Task instructions
Show each line from the records below in which the word "this" occurs.

Data for processing
PR #32, opened 2017-12-08
Minor Improvements

BillyYccc:
1. Add document for PgResult
2. Upgrade Vert.x Stack Version to 3.5.0 from 3.5.0 Beta1

After upgrading to 3.5.0, all unit tests have passed, and I made some fundamental tests on the main functions, it seems to work in a right way. But I didn't pay attention to the results of benchmark, maybe posting the comparison of  benchmark results in two stack versions is necessary?

### DIFF
--- a/pom.xml
+++ b/pom.xml
@@ -59,7 +59,7 @@
   </developers>
 
   <properties>
-    <stack.version>3.5.0.Beta1</stack.version>
+    <stack.version>3.5.0</stack.version>
     <jmh.version>1.19</jmh.version>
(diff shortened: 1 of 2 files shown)


vietj:
can you make 2 prs ?

at the moment I don't want to upgrade to 3.5.0 (soon for 0.4.0 release) because I'm still testing this client with 3.5.0.Beta1

BillyYccc:
OK, I will close this PR and open another PR for only adjusting docs.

The answer
at the moment I don't want to upgrade to 3.5.0 (soon for 0.4.0 release) because I'm still testing this client with 3.5.0.Beta1
OK, I will close this PR and open another PR for only adjusting docs.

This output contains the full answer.